■ Exercise data

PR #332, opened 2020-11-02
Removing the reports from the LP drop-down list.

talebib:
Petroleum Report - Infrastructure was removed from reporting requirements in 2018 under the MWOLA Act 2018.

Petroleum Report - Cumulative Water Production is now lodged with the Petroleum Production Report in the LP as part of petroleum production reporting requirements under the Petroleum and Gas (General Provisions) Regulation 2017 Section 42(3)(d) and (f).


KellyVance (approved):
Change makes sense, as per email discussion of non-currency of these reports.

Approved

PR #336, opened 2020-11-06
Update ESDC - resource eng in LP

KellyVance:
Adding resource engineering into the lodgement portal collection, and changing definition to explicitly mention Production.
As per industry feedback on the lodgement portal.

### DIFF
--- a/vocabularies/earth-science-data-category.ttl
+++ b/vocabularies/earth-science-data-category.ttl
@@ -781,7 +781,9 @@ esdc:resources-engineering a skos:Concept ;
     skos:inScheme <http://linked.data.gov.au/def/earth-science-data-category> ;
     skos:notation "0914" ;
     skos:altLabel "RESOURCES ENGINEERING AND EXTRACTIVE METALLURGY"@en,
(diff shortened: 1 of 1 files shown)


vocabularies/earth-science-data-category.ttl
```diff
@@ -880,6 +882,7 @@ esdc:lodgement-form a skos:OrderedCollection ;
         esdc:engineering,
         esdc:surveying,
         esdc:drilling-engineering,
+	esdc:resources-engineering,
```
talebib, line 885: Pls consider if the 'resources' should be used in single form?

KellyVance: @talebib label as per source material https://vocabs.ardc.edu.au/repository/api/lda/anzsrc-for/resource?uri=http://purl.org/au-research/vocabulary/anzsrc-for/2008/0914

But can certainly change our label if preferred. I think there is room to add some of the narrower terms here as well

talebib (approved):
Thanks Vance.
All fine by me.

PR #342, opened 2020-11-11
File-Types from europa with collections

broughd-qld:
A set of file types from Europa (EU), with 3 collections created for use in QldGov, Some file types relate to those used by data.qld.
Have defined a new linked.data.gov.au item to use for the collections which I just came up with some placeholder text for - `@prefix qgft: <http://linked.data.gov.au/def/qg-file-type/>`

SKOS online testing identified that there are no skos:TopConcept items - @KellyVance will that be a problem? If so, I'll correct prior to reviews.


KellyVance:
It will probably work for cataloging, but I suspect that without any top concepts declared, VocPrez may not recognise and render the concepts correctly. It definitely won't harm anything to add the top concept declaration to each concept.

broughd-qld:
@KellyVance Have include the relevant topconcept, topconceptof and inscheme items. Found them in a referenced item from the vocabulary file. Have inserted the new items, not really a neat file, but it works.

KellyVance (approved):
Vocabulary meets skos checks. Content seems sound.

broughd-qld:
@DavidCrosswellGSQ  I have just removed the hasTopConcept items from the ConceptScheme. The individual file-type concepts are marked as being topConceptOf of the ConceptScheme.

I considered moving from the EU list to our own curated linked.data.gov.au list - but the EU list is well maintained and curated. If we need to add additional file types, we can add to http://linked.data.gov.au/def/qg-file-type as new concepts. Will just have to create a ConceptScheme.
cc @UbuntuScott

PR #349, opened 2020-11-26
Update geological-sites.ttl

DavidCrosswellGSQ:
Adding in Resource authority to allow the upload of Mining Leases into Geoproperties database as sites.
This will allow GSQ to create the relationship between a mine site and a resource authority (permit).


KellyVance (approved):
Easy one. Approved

■ Action item
Read each line of the material, and wherever the word "DavidCrosswellGSQ" turns up, copy that line.

■ Your solution
@DavidCrosswellGSQ  I have just removed the hasTopConcept items from the ConceptScheme. The individual file-type concepts are marked as being topConceptOf of the ConceptScheme.
DavidCrosswellGSQ:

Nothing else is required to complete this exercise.